THE LIVING WORLD

Unit two. The Living Cell

 

7. How Cells Harvest Energy from Food

7.4. Using the Electrons to Make ATP

 

Moving Electrons Through the Electron Transport Chain

In eukaryotes, aerobic respiration takes place within the mitochondria present in virtually all cells. The internal compartment, or matrix, of a mitochondrion contains the enzymes that carry out the reactions of the Krebs cycle. As described earlier, the electrons harvested by oxidative respiration are passed along the electron transport chain, and the energy they release transports protons out of the matrix and into the intermembrane space.

The NADH and FADH2 molecules formed during the first stages of aerobic respiration each contain electrons and hydrogens that were gained when NAD+ and FAD were reduced (refer back to figure 7.3). The NADH and FADH2 molecules carry their electrons to the inner mitochondrial membrane (an enlarged area of the membrane is shown below), where they transfer the electrons to a series of membrane-associated molecules collectively called the electron transport chain. The electron transport chain works much as does the electron transport system you encountered in studying photosynthesis.

 

 

A protein complex (the pink structure above) receives the electrons and, using a mobile carrier, passes these electrons to a second protein complex (the purple structure). This protein complex, along with others in the chain, operates as a proton pump, using the energy of the electron to drive a proton out across the membrane into the intermembrane space. The arrows indicate the transport of the protons into the top half of the figure, which represents the intermembrane space.

The electron is then carried by another carrier to a third protein complex (the light blue structure). This complex uses electrons such as this one to link oxygen atoms with hydrogen ions to form molecules of water.

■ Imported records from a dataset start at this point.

PR #1395, opened 2026-04-25
data: declare reverse holo variants for SV03.5 set

mathieu-gilloots:
Common, Uncommon and Rare cards in the Scarlet & Violet 151 set all have a Reverse Holofoil print available (visible on Cardmarket, TCGplayer, and Bulbapedia) but the source files only declared the variants they explicitly disabled. The API thus returned `reverse: false` for all 153 cards in scope, hiding the existence of these prints to consumers.

This commit makes the variants explicit:
- Common (66 cards): { normal: true, reverse: true }
- Uncommon (62 cards): { normal: true, reverse: true }
- Rare (25 cards): { normal: false, holo: true, reverse: true } (Rares in SV-era are holo by default, no non-holo print exists)

Other rarities (Ultra/Double/Illustration/Special illustration/Hyper) left untouched, since they only have their special print.

## Details

151 cards have their reverse variant.

### DIFF
--- a/data/Scarlet & Violet/151/001.ts
+++ b/data/Scarlet & Violet/151/001.ts
@@ -47,9 +47,14 @@ const card: Card = {
 	retreat: 2,
 	regulationMark: "G",
 
-	variants: {
-		holo: false
-	},
+	variants: [
+		{
+			type: "normal"
+		},
+		{
+			type: "reverse"
+		}
+	],
 
 	illustrator: "Yuu Nishida",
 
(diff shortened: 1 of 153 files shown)


thomas-bassett (changes requested):
Hey @mathieu-gilloots thanks for the pr. We are going through and updating these manually at the moment. Would you mind please using the new variants_detailed format instead of the boolean?

mathieu-gilloots:
@thomas-bassett like that ?

thomas-bassett (approved):
That will do nicely will save us a little bit of work

PR #1414, opened 2026-05-03
Fix M3 Card count to 80

SierraOne4:
## Changes

Corrects card count to 80.

### DIFF
--- a/data-asia/M/M3.ts
+++ b/data-asia/M/M3.ts
@@ -10,7 +10,7 @@ const set: Set = {
 	serie: serie,
 
 	cardCount: {
-		official: 117,
+		official: 80,
 	},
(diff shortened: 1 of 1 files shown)


data-asia/M/M3.ts
```diff
@@ -10,7 +10,7 @@ const set: Set = {
 	serie: serie,
 
 	cardCount: {
-		official: 174,
+		official: 117,
```
thomas-bassett: both of these are wrong. official count should be 80

thomas-bassett (changes requested):

SierraOne4:
@thomas-bassett My bad! Fixed now.

thomas-bassett (approved):

PR #1421, opened 2026-05-06
(data): Move thirdParty into variants for Base Set

lamplis:
## Summary
- move Base Set root `thirdParty` ids onto existing `variants` entries only
- keep the change pure data: no schema, server, workflow, or tooling files
- align generic marketplace ids with the intended Base Set print order and keep clear jumbo listings with existing variant fields

## Test plan
- [x] `bun run validate`
- [x] `cd server && bun run --bun validate`
- [x] `cd .bruno && bru run --env Developpement`

### DIFF
--- a/data/Base/Base Set/1.ts
+++ b/data/Base/Base Set/1.ts
@@ -86,7 +86,15 @@ const card: Card = {
 	variants: [
 		{
 			type: "holo",
-			subtype: "unlimited",
+			subtype: "1999-2000-copyright",
+			thirdParty: {
+				cardmarket: 273696,
+				tcgplayer: 42346
+			}
+		},
+		{
+			type: "holo",
+			subtype: "unlimited"
 		},
 		{
 			type: "holo",
@@ -96,10 +104,9 @@ const card: Card = {
 		{
 			type: "holo",
 			subtype: "shadowless",
-		},
-		{
-			type: "holo",
-			subtype: "1999-2000-copyright",
+			thirdParty: {
+				cardmarket: 660227
+			}
 		}
 	],
 
@@ -108,10 +115,6 @@ const card: Card = {
 		it: "Il suo cervello è più potente di un supercomputer. Dicono che abbia un quoziente di intelligenza di 5.000. LIV 42 N.65"
 	},
 
-	thirdParty: {
-		cardmarket: 273696,
-		tcgplayer: 42346
-	}
 }
 
 export default card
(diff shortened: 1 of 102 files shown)


lamplis:
Hi,
Reading the following article, I understand we are missing variants : https://relentlessdragon.com/pokemon-card-game/identifying-early-pokemon-cards/#:~:text=In%20fact%2C%20the%20first%20print,than%20an%20unlimited%20edition%20card.

I will propose a new mapping of card variants and cardmarket’s versions

There should be 2 shadowless variants for example(1st edition and Limited)

thomas-bassett:
> Hi, Reading the following article, I understand we are missing variants : https://relentlessdragon.com/pokemon-card-game/identifying-early-pokemon-cards/#:~:text=In%20fact%2C%20the%20first%20print,than%20an%20unlimited%20edition%20card.
> 
> I will propose a new mapping of card variants and cardmarket’s versions
> 
> There should be 2 shadowless variants for example(1st edition and Limited)

im unable to check as cloudflare blocks me 🗡️  but we should have those already it might just be naming convention

type: "holo",
subtype: "unlimited",

type: "holo",
subtype: "shadowless",
stamp: ["1st-edition"]

type: "holo",
subtype: "shadowless",

as far as im aware and i cant check your link but all the unlimiteds/limited where shadowed. so the 2 shadowless variants are covered by variant 2,3

data/Base/Base Set/1.ts
```diff
@@ -86,20 +86,27 @@ const card: Card = {
 	variants: [
 		{
 			type: "holo",
```
thomas-bassett, line 88: why are we messing with the order of variants? apart from moving the 1st edition print as disccused before there shouldnt be a need for any other change

data/Base/Base Set/1.ts
```diff
@@ -86,20 +86,27 @@ const card: Card = {
...
-			subtype: "unlimited",
+			subtype: "1999-2000-copyright",
 		},
 		{
 			type: "holo",
-			subtype: "shadowless",
-			stamp: ["1st-edition"]
+			subtype: "unlimited"
```
thomas-bassett, line 93: still missing thirdparty ids. there might be some obvious ones that wont have ids but holo-unlimited definatly should have one

thomas-bassett (changes requested):
Make sure all have third-party ids, theres potentially a missprint variant in here that wont have that but nearly all should have them.

also your shuffling the ordering around without much reason to. if you want to change the order the shadowless-1stedition is the first card printed and is likely the most logical 1st variant

advra:
i dont think this is needed anymore. Work already completed with https://github.com/tcgdex/cards-database/pull/1686

MineTommy:
Yes

Also PR #2205 added the Rest Cardmarket Ids

PR #1422, opened 2026-05-09
data(sv4m): add Korean texts for full set

LILQK:
## Summary\n- add Korean (ko) card texts for the full SV4M set in data-asia/SV/SV4M\n- update names/effects/descriptions across all 95 cards where applicable\n- keep existing languages intact and only add/adjust ko entries\n\n## Validation\n- bun run validate\n\n## Notes\n- source text extracted from official Korean card pages and mapped to SV4M card numbers\n- corrected a 091/092 alignment mismatch to match existing ja/th card content


server/src/V2/Components/Card.ts
```diff
@@ -50,7 +50,7 @@ pl.forEach((it) => list[`${it.id.toLowerCase()}pl`] = it)
 // @ts-expect-error there is currently not cards here
 ru.forEach((it) => list[`${it.id.toLowerCase()}ru`] = it)
 ja.forEach((it) => list[`${it.id.toLowerCase()}ja`] = it)
-// @ts-expect-error there is currently not cards here
+// @ts-ignore ts can't load file
```
thomas-bassett: lets remove this for now. i know it fixes but this is a data PR

thomas-bassett (changes requested):
just need to remove the non data change

thomas-bassett (approved):

PR #1435, opened 2026-05-12
feat(data-asia): add Japanese set M2a (MEGAドリームex)

LILQK:
Adds the Japanese **M2a** high-class pack **MEGAドリームex**: set metadata in \data-asia/M/M2a.ts\ and **250** card files \


thomas-bassett (changes requested):
Lets check ALL variants, they cant all be holo

LILQK:
I’m fixing a few things and looking for a source to verify the correct variants.
This commit can be ignored.

thomas-bassett:
closing due to inactivity

PR #1446, opened 2026-05-13
patch: EN data E-Card/Aquapolis

philgruneich:
## Changes

Updates EN data for E-Card/Aquapolis


data/E-Card/Aquapolis/118.ts
```diff
@@ -14,6 +14,7 @@ const card: Card = {
 	set: Set,
 
 	effect: {
+		en: "This card stays in play when you play it. Discard this card if another Stadium card comes into play. Once during each player's turn (before attacking), if that player's Bench isn't full, that player flips a coin. If heads, that player shows his or her opponent a basic Energy card from his or her hand. Then, that player searches his or her deck for a Basic Pokémon card of the same type (color) as the revealed Energy card and puts it onto his or her Bench. The player shuffles his or her deck afterward.",
```
philgruneich, line 17: There are some design decisions to be made here. See how I'm including the "Stadium" text (and other cards also have the "Supporter" text). The French translations in this file mostly contain only the "Stadium/Supporter text", and the German translation here is just not German.

data/E-Card/Aquapolis/122.ts
```diff
@@ -14,6 +14,7 @@ const card: Card = {
 	set: Set,
 
 	effect: {
+		en: "Attach this card to 1 of your Fire Pokémon in play. That Pokémon may use this card's attack instead of its own. At the end of your turn, discard Fire Cube 01.",
 		fr: "Attachez cette carte à l'un de vos Pokémon  en jeu. Ce Pokémon peut utiliser l'attaque de cette carte à la place de la sienne. À la fin de votre tour, défaussez-vous de Cube de feu 01.",
```
philgruneich, line 18: Notice how here and in the previous card we have the double space in the FR translation because it is expecting a pip or something else. I think that is also the issue in the DE one.

data/E-Card/Aquapolis/131.ts
```diff
@@ -14,6 +14,7 @@ const card: Card = {
 	set: Set,
 
 	effect: {
+		en: "This card stays in play when you play it. Discard this card if another Stadium card comes into play. Once during each of his or her turns, whenever a player attaches an Energy card from his or her hand to 1 of his or her Benched Pokémon, he or she removes 1 damage counter, if any, from that Pokémon.",
 		fr: "Cette carte reste en jeu lorsque vous la jouez. Défaussez -vous de cette carte si une autre carte Stade arrive en jeu.",
```
philgruneich, line 18: This is one of those cases where the FR translation only has the Stadium text and nothing else.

It is the availability of a plentiful supply of electron acceptor molecules like oxygen that makes oxidative respiration possible. The electron transport chain used in aerobic respiration is similar to, and may well have evolved from, the electron transport system employed in photosynthesis. Photosynthesis is thought to have preceded cellular respiration in the evolution of biochemical pathways, generating the oxygen that is necessary as the electron acceptor in cellular respiration. Natural selection didn’t start from scratch and design a new biochemical pathway for cellular respiration; instead, it built on the photosynthetic pathway that already existed, and uses many of the same reactions.

 

Producing ATP: Chemiosmosis

As the proton concentration in the intermembrane space rises above that in the matrix, the concentration gradient induces the protons to reenter the matrix by diffusion through a special proton channel called ATP synthase. ATP synthase channels are embedded in the inner mitochondrial membrane, as shown in the figure to the left. As the protons pass through, these channels synthesize ATP from ADP and Pi within the matrix. The ATP is then transported by facilitated diffusion out of the mitochondrion and into the cell’s cytoplasm. This ATP synthesizing process is the same chemiosmosis process that you encountered in studying photosynthesis in chapter 6.

Although we have discussed electron transport and chemiosmosis as separate processes, in a cell they are integrated, as shown below, left. The electron transport chain uses two electrons harvested in glycolysis, two harvested in pyruvate oxidation, and eight harvested in aerobic respiration (red arrows) to pump a large number of protons out across the inner mitochondrial membrane (shown in the upper right). Their subsequent reentry back into the mitochondrial matrix drives the synthesis of 34 ATP molecules by chemiosmosis (shown in the lower right). Two additional ATPs were harvested by a coupled reaction in glycolysis, and two more in the Krebs cycle. As two ATPs must be expended to transport NADH into the mitochondria by active transport, the grand total of ATPs harvested is thus 36 molecules.

 

 

Key Learning Outcome 7.4. The electrons harvested by oxidizing food molecules are used to power proton pumps that chemiosmotically drive the production of ATP.